**Problem details**. Report every line of the records that contains the word "finalized".

-- Source data follows --

PR #551, opened 2026-07-24
fix(hub): stop 12-min watchdog nag flood; deliver nudge mid-turn; auto-resume after gateway restart

AnaBerg:
## Incident (NEXT-490)

On 2026-07-24, a long-running agent turn triggered the 12-minute watchdog repeatedly: **35 duplicate "still working?" nags were queued between 12:01 and 12:18 UTC**. When the gateway restarted mid-incident, the entire queue drained into a freshly reset session, and the claw then sat **stale for ~50 minutes** until it was manually resumed.

## Changes

1. **Turn-scoped watchdog flags** — `streamingTimeoutSent` is scoped to the current turn and no longer re-arms while the same turn is still streaming, so the watchdog fires at most once per turn instead of flooding.
2. **Stale-nag drop** — pending watchdog nags addressed to a turn that has already ended are dropped instead of being delivered into the next turn or a reset session. `sendStreamingNudge` re-checks busy state at entry and again after a failed status-channel write before falling back to the queue.
3. **Mid-turn nudge delivery over the status channel** — the bridge injects watchdog nudges into the in-flight OpenClaw turn via the WS status channel (`Channel:"status"`), so the agent sees the nudge while it is still working; if no status channel is connected, it falls back to the regular queue.
4. **Pending-queue dedup** — byte-identical pending queued messages are deduplicated (per role), so repeated watchdog/resume enqueues collapse to a single delivery.
5. **Auto-resume after gateway restart** — the hub detects a genuine gateway restart via the heartbeat restart counter and enqueues a resume automatically. The first heartbeat observation per claw is recorded as a baseline (no restart path), so a hub reboot cannot cause a spurious resume; `lastTurnFinishedAt` survives main-channel reconnects (copied from the old conn, or seeded from the newest `role='claw'` message when the bridge process itself restarted); restarts during bootstrap do not enqueue a resume.

## Test coverage

New/updated tests in `pkg/hub/watchdog_enforcement_test.go`, `pkg/hub/pr_watcher_test.go`, `cmd/claw-bridge/main_test.go`:

- `TestStreamingNudgeGoesOverStatusChannel` — nudge frame delivered over the WS status channel, UI row recorded, zero pending rows
- `TestStreamingNudgeFallsBackToQueueWithoutStatusChannel`
- `TestStreamingNudgeDroppedWhenTurnAlreadyEnded` — late fallback nudge does not leak into the next turn
- `TestRestartDuringBootstrapDoesNotEnqueueResume`
- `TestFirstHeartbeatAfterHubBootDoesNotAutoResume` — baseline observation, then genuine restart auto-resumes
- Interleaved-segments test asserts `streamingTimeoutSent` stays set across segment flushes (guards against re-arm regression)
- Dedup and mid-turn injection tests for the queue and bridge paths

## Verification

- `go build ./...` and `go vet ./...` clean
- `go test ./...` all packages ok (`pkg/hub` 24s)
- New/watchdog tests pass under `-race -count=3`
- `go test -tags integration ./pkg/hub/`: 6 `TestWorkflowHarness_*` failures are **pre-existing on main** — verified byte-identical failure set at merge-base 8256c62 in a clean worktree; this branch introduces no new integration failures

### DIFF
--- a/cmd/claw-bridge/main.go
+++ b/cmd/claw-bridge/main.go
@@ -1802,6 +1802,33 @@ func setActiveGatewaySession(gs *gatewaySession) {
 	gatewayProcessState.Unlock()
 }
 
+func activeGatewaySession() *gatewaySession {
+	gatewayProcessState.RLock()
+	defer gatewayProcessState.RUnlock()
+	return gatewayProcessState.session
+}
+func (gs *gatewaySession) turnInFlight() bool {
+	gs.infMu.RLock()
+	defer gs.infMu.RUnlock()
+	return gs.inFlight != nil
+}
+func injectGatewayNudge(ctx context.Context, text string) {
+	gs := activeGatewaySession()
+	if gs == nil || !gs.IsReady() {
+		log.Printf("[status] dropping nudge: gateway session not ready")
+		return
+	}
+	if !gs.turnInFlight() {
+		log.Printf("[status] dropping nudge: no turn in flight")
+		return
+	}
+	reqCtx, cancel := context.WithTimeout(ctx, 15*time.Second)
+	defer cancel()
+	if _, err := gs.sendReq(reqCtx, "sessions.send", map[string]string{"key": gs.getSessionKey(), "message": text}); err != nil {
+		log.Printf("[status] nudge injection failed: %v", err)
+	}
+}
+
 func (gs *gatewaySession) setReady() {
 	gs.readyMu.Lock()
 	gs.ready = true
@@ -3961,6 +3988,14 @@ func runStatusChannel(ctx context.Context, wsURL, clawID, clawName, templateName
 			}
 			if msg.Type == "status_ping" {
 				_ = wsjson.Write(ctx, conn, hubMsg{Type: "status_pong"})
+			}
+			if msg.Type == "nudge" {
+				var p struct {
+					Content string `json:"content"`
+				}
+				if err := json.Unmarshal(msg.Payload, &p); err == nil && p.Content != "" {
+					go injectGatewayNudge(ctx, p.Content)
+				}
 			}
 		}
 		pingCancel() // stop the ping goroutine before closing the connection
--- a/cmd/claw-bridge/main.go
+++ b/cmd/claw-bridge/main.go
@@ -1807,25 +1807,76 @@ func activeGatewaySession() *gatewaySession {
 	defer gatewayProcessState.RUnlock()
 	return gatewayProcessState.session
 }
-func (gs *gatewaySession) turnInFlight() bool {
-	gs.infMu.RLock()
-	defer gs.infMu.RUnlock()
-	return gs.inFlight != nil
-}
 func injectGatewayNudge(ctx context.Context, text string) {
 	gs := activeGatewaySession()
 	if gs == nil || !gs.IsReady() {
 		log.Printf("[status] dropping nudge: gateway session not ready")
 		return
 	}
-	if !gs.turnInFlight() {
+	reqCtx, cancel := context.WithTimeout(ctx, 15*time.Second)
+	defer cancel()
+	sent, err := gs.sendTurnScopedReq(reqCtx, "sessions.send", map[string]string{"key": gs.getSessionKey(), "message": text})
+	if !sent {
 		log.Printf("[status] dropping nudge: no turn in flight")
 		return
 	}
-	reqCtx, cancel := context.WithTimeout(ctx, 15*time.Second)
-	defer cancel()
-	if _, err := gs.sendReq(reqCtx, "sessions.send", map[string]string{"key": gs.getSessionKey(), "message": text}); err != nil {
+	if err != nil {
 		log.Printf("[status] nudge injection failed: %v", err)
+	}
+}
+
+// sendTurnScopedReq dispatches a request only while a turn is in flight,
+// holding infMu across the check AND the WebSocket write so the readLoop
+// cannot mark the turn finished in between (closing the turnInFlight/send
+// TOCTOU). The response is awaited without the lock — the readLoop needs
+// infMu.Lock to clear inFlight, so holding it across the await would
+// deadlock. Returns sent=false when no turn was in flight at write time.
+func (gs *gatewaySession) sendTurnScopedReq(ctx context.Context, method string, params interface{}) (bool, error) {
+	paramsJSON, _ := json.Marshal(params)
+	reqID := randomID()
+	ch := make(chan gwFrame, 1)
+
+	gs.pendMu.Lock()
+	gs.pending[reqID] = ch
+	gs.pendMu.Unlock()
+	cleanup := func() {
+		gs.pendMu.Lock()
+		delete(gs.pending, reqID)
+		gs.pendMu.Unlock()
+	}
+
+	gs.infMu.RLock()
+	if gs.inFlight == nil {
+		gs.infMu.RUnlock()
+		cleanup()
+		return false, nil
+	}
+	conn := gs.currentConn()
+	// Short write deadline: the RLock stalls readLoop writers (turn-end
+	// bookkeeping) until the write returns, so don't hold it for the full
+	// request timeout against a wedged socket.
+	writeCtx, writeCancel := context.WithTimeout(ctx, 5*time.Second)
+	err := wsjson.Write(writeCtx, conn, gwFrame{Type: "req", ID: reqID, Method: method, Params: paramsJSON})
+	writeCancel()
+	gs.infMu.RUnlock()
+	if err != nil {
+		cleanup()
+		return true, fmt.Errorf("%s write: %w", method, err)
+	}
+
+	select {
+	case resp := <-ch:
+		if !resp.OK {
+			msg := "unknown"
+			if resp.Error != nil {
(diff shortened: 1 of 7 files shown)


pkg/hub/server.go
```diff
@@ -2358,13 +2383,29 @@ func (s *Server) handleClawWS(w http.ResponseWriter, r *http.Request) {
...
+						} else if hb.RestartCount != lastRestartCount {
+							// Any change signals a restart: an increase is an in-process
+							// gateway restart; a decrease means the bridge process itself
+							// was relaunched and its counter reset.
 							log.Printf("[heartbeat] %s (%s): agent process restarted (restart_count=%d)", rp.Name, clawID[:8], hb.RestartCount)
 							s.gatewayRestartCounts[clawID] = hb.RestartCount
+							if s.autoResumeRestartCounts == nil {
+								s.autoResumeRestartCounts = make(map[string]int)
+							}
+							turnOpenOrRecent := !cc.streamingStartedAt.IsZero() || cc.awaitingResponse ||
```
AnaBerg, line 2403: **Critical — auto-resume dedup can't tell "never resumed" from "resumed at count 0".**

```go
if turnOpenOrRecent && s.autoResumeRestartCounts[clawID] != hb.RestartCount {
```

The map read returns the zero value `0` for an absent key. When the bridge process itself is relaunched and its `restart_count` resets to `0`, this compares `0 != 0` → false, so `shouldAutoResume` stays `false` and **no resume is ever enqueued**.

That's exactly the case the comment a few lines above says is handled ("a decrease means the bridge process itself was relaunched and its counter reset"). A claw whose bridge restarts mid-turn silently loses its turn.

Fix: use an existence-aware lookup.

```go
lastResumedCount, resumeRecorded := s.autoResumeRestartCounts[clawID]
if turnOpenOrRecent && (!resumeRecorded || lastResumedCount != hb.RestartCount) {
    s.autoResumeRestartCounts[clawID] = hb.RestartCount
    shouldAutoResume = true
}
```

Dedup for repeated restart counts (including repeated `0`) is preserved.

pkg/hub/pr_watcher.go
```diff
@@ -1049,6 +1049,12 @@ func (s *Server) injectMessage(clawID, content, role string) {
 	if err := s.db.QueryRow(`SELECT tenant_id FROM claws WHERE id=?`, clawID).Scan(&tenantID); err != nil {
 		return
 	}
+	var pendingDupes int
+	_ = s.db.QueryRow(`SELECT COUNT(1) FROM messages WHERE claw_id=? AND role=? AND content=? AND delivered_at IS NULL`, clawID, role, content).Scan(&pendingDupes)
```
AnaBerg: **Warning — discarded `Scan` error makes the dedup check fail open.**

```go
_ = s.db.QueryRow(`SELECT COUNT(1) FROM messages ...`).Scan(&pendingDupes)
```

If the query fails for any reason, `pendingDupes` stays `0` and we fall through to the injection path as though no duplicate existed — which is the opposite of what this guard is for. Given the enclosing function returns silently on the `tenant_id` query error just above, the consistent move is to fail closed (or at minimum log) rather than swallow it:

```go
if err := s.db.QueryRow(...).Scan(&pendingDupes); err != nil {
    log.Printf("[pr-watcher] dedup check failed for claw %s: %v", shortID(clawID), err)
    return
}
```

cmd/claw-bridge/main.go
```diff
@@ -1802,6 +1802,33 @@ func setActiveGatewaySession(gs *gatewaySession) {
...
+	defer gs.infMu.RUnlock()
+	return gs.inFlight != nil
+}
+func injectGatewayNudge(ctx context.Context, text string) {
+	gs := activeGatewaySession()
+	if gs == nil || !gs.IsReady() {
+		log.Printf("[status] dropping nudge: gateway session not ready")
+		return
+	}
+	if !gs.turnInFlight() {
```
AnaBerg: **Warning — TOCTOU between `turnInFlight()` and the `sessions.send` dispatch.**

```go
if !gs.turnInFlight() {
    log.Printf("[status] dropping nudge: no turn in flight")
    return
}
reqCtx, cancel := context.WithTimeout(ctx, 15*time.Second)
defer cancel()
if _, err := gs.sendReq(reqCtx, "sessions.send", ...); err != nil {
```

`turnInFlight()` takes and releases `infMu` before returning, so the turn can complete between the check and the send — the nudge then lands outside any turn, which is the state this guard exists to prevent. The window is narrow, but it's precisely the boundary the watchdog produces (nudges fire near the end of a long turn).

Either hold the per-session synchronization across check + dispatch, or capture a turn generation/token under `infMu` and revalidate it immediately before `sendReq`. The existing timeout and dropped-nudge logging should stay as-is.

pkg/hub/watchdog_enforcement_test.go
```diff
@@ -221,3 +243,329 @@ func TestWatchdogSilentDeathStopsClaw(t *testing.T) {
...
+	}
+	s.checkClawStatus()
+	eventuallyWatchdog(t, func() bool {
+		var n int
+		_ = db.QueryRow(`SELECT COUNT(*) FROM messages WHERE id='nag'`).Scan(&n)
+		return n == 0
+	}, "forced finish nag deletion")
+}
+
+func TestRestartMidTurnEnqueuesExactlyOneResume(t *testing.T) {
```
AnaBerg, line 305: **Info — missing coverage for the `restart_count` reset case.**

`TestRestartMidTurnEnqueuesExactlyOneResume` only exercises increments from a zero baseline. Add a case that sends `beat(5)` as the baseline and then `beat(0)` as the relaunch, asserting exactly one restart resume is enqueued. That's the scenario that exposes the zero-value map read flagged in `server.go` — today it would assert 0 resumes.

The existing duplicate and subsequent-increment assertions should be kept; this can be a focused sibling test reusing the same watchdog setup and count helper.

pkg/hub/server.go
AnaBerg: Fixed in b8277ad — existence-aware lookup (`lastResumedCount, resumeRecorded := ...`); a relaunch reset to 0 now enqueues the resume, covered by TestRestartCountResetMidTurnEnqueuesResume.

pkg/hub/pr_watcher.go
AnaBerg: Fixed in b8277ad — the dedup check now fails closed: Scan error logs and returns instead of falling through to injection.

cmd/claw-bridge/main.go
AnaBerg: Fixed in b8277ad — new sendTurnScopedReq holds infMu across the in-flight check AND the WS write (5s write deadline so a wedged socket can't stall readLoop writers), awaiting the response outside the lock; dead turnInFlight removed.

pkg/hub/watchdog_enforcement_test.go
AnaBerg: Added in b8277ad — TestRestartCountResetMidTurnEnqueuesResume: baseline beat(5), relaunch beat(0) mid-turn asserts exactly one resume, duplicate beat(0)s assert no extras. Verified it fails against the previous zero-value map read.

pkg/hub/pr_watcher.go
```diff
@@ -1049,6 +1049,17 @@ func (s *Server) injectMessage(clawID, content, role string) {
 	if err := s.db.QueryRow(`SELECT tenant_id FROM claws WHERE id=?`, clawID).Scan(&tenantID); err != nil {
 		return
 	}
+	var pendingDupes int
+	// Fail closed: injecting on a failed dedup check is the outcome this
+	// guard exists to prevent.
+	if err := s.db.QueryRow(`SELECT COUNT(1) FROM messages WHERE claw_id=? AND role=? AND content=? AND delivered_at IS NULL`, clawID, role, content).Scan(&pendingDupes); err != nil {
+		log.Printf("[pr-watcher] dedup check for claw %s failed: %v", shortID(clawID), err)
+		return
```
AnaBerg: **CodeRabbit (major):** the dedup check fails closed, so a transient DB error silently drops the injection — the watchdog nudge / recovery prompt is never persisted and never retried.

The fail-closed choice is deliberate (see the comment here, and `b8277ad`), but the failure probabilities are asymmetric: a transient query error is far more likely than the double-injection this guard prevents, and the cost of dropping a watchdog nudge is a stuck agent. Options:

1. Fail open — inject on query error and accept a rare duplicate.
2. Keep fail-closed but enqueue for retry so the message survives a transient error.
3. Leave as-is if the duplicate-flood risk is judged worse than a dropped nudge.

Separately: the tenant lookup just above (`pr_watcher.go:1049-1051`) has the same drop-the-message failure mode with **no log at all**, so it fails invisibly. Worth at least a `log.Printf` there regardless of which option is chosen.

AnaBerg: Fixed in 92f93bc — went with option 1 (fail open): on a dedup-query error we log and inject anyway, since a dropped nudge/resume strands the agent while the worst case of injecting blind is one duplicate pending message (the nag flood this PR fixes came from the flag re-arm bug, not from missing dedup). Also added the missing log on the tenant-lookup failure path.

PR #555, opened 2026-07-27
perf(web): fix UI lag on the agents board

AnaBerg:
Closes [AIEDEV-14](https://linear.app/nimble-la/issue/AIEDEV-14).

## Problem

With several agents streaming, the agents board became laggy. The root cause was a render cascade that re-rendered the **entire board tree at 60fps whenever any single claw was streaming**:

1. `use-typewriter.ts` `tick()` runs on `requestAnimationFrame` and published a brand-new `displayBuffers` object every frame.
2. `app/page.tsx` derived both `claws` and `mergedMessages` from `streamingBuffers`, so every card got a new `messages` identity every frame (and `mergedMessages` copied the whole message map + allocated new `Message` objects per frame).
3. Neither `ClawBoardCard` nor `SortableClawBoardCard` was memoized, and the board passed inline arrow handlers — so all cards re-rendered, not just the streaming one.

Amplifiers per card: unmemoized `MarkdownContent` (full remark/rehype parse per message per render), no windowing on the card message list, an O(n²) `isLatestActivityMessage` call inside the render map, one 1s interval per card, and a synchronous `JSON.stringify` of the message cache on every WS event.

## Changes

**Per-frame cost**
- `MarkdownContent` memoized; `components` map and remark plugins hoisted to module scope.
- `ClawBoardCard` / `SortableClawBoardCard` wrapped in `React.memo`; board handlers stabilized via `useCallback` taking `clawId`.
- Streaming text moved out of the global message map into a dedicated `StreamingMessage` child fed by `streamingBuffers[clawId]`, so the rAF tick only re-renders the streaming card. Partial text renders as plain text; the finalized WS message still renders as markdown.

**Per-render cost**
- `latestActivityMessage` computed once per render and compared by id (was O(n²)).
- Board cards windowed to the last 50 messages.
- Per-card 1s activity-age interval replaced by a single shared ticker.

**I/O jank**
- `persistMessages` debounced (1s trailing) with a flush on `pagehide`/unmount.
- `mergeClaws` reuses the previous `Claw` object (and array) when nothing changed, so the 10s poll no longer invalidates memoization.

Pure performance refactor — no intended behaviour or styling changes.

## Verification

- `npx tsc --noEmit` — clean
- `npm run build` — passes
- `npm run lint` — the 9 remaining problems in the touched files are all pre-existing (`use-hub.ts` lines 222/389/566/592 and the chat-view `scrollRef`/`` warnings), all in code this diff does not modify. Zero new lint problems.
- Implementation by gpt-5.6-sol, reviewed independently by fable-5 and gpt-5.6; 7 findings raised and fixed (incl. two build-blocking type errors, a real `onClick` runtime bug on the card back, and follow-latest auto-scroll during streaming).

Not yet verified: live visual check with multiple agents streaming against a running hub. Worth a React Profiler pass on staging to confirm only the streaming card commits per frame.

### DIFF
--- a/web/app/page.tsx
+++ b/web/app/page.tsx
@@ -6,7 +6,6 @@ import { ConversationView } from "@/components/conversation-view"
 import { SetupScreen } from "@/components/setup-screen"
 import { ManualTriggerModal } from "@/components/manual-trigger-modal"
 import { useHub } from "@/hooks/use-hub"
-import type { Message } from "@/lib/types"
 import { isConfigured, type Workflow } from "@/lib/api"
 import { requestAuthToken } from "@/lib/auth-storage"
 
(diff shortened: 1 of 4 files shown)


AnaBerg:
## Local measurements (before/after)

Reproduced the lag locally against a mock hub that streams chunks for N agents (120 messages of history each, one chunk every 60ms per agent), driving the production static export in headless Chrome. Metrics are frame timings + `PerformanceObserver('longtask')` over a 20s window.

| Scenario | FPS | frame p90 | main thread blocked | longest task |
|---|---|---|---|---|
| `main`, 6 agents | 4.6 | 250ms | 79% | 317ms |
| this branch, 6 agents | **43.2** | 33ms | **0%** | 0ms |
| `main`, 12 agents | 2.2 | 617ms | 99% | 570ms |
| this branch, 12 agents | **20.6** | 67ms | **10%** | 72ms |

Each row was run twice with consistent results (e.g. baseline 6 agents: 4.6 / 4.7 fps; branch: 43.2 / 44.9 fps).

## Regression found and fixed during verification

Visual check showed that moving the live buffer out of the message list also took it out of the markdown renderer — partial text displayed raw `**bold**`, code fences and table pipes until the message finalized. Fixed in 5c92e06: the streaming buffer renders as markdown again, but the text is sampled at 8Hz instead of every animation frame so the parse rate stays bounded. That is the cost difference between the 12-agent numbers above (21 fps / 0% blocking with plain text vs 20.6 fps / 10% blocking with live markdown) — worth it to keep the rendering correct.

-- Source data concluded --

**Your solution**.
- Streaming text moved out of the global message map into a dedicated `StreamingMessage` child fed by `streamingBuffers[clawId]`, so the rAF tick only re-renders the streaming card. Partial text renders as plain text; the finalized WS message still renders as markdown.
Visual check showed that moving the live buffer out of the message list also took it out of the markdown renderer — partial text displayed raw `**bold**`, code fences and table pipes until the message finalized. Fixed in 5c92e06: the streaming buffer renders as markdown again, but the text is sampled at 8Hz instead of every animation frame so the parse rate stays bounded. That is the cost difference between the 12-agent numbers above (21 fps / 0% blocking with plain text vs 20.6 fps / 10% blocking with live markdown) — worth it to keep the rendering correct.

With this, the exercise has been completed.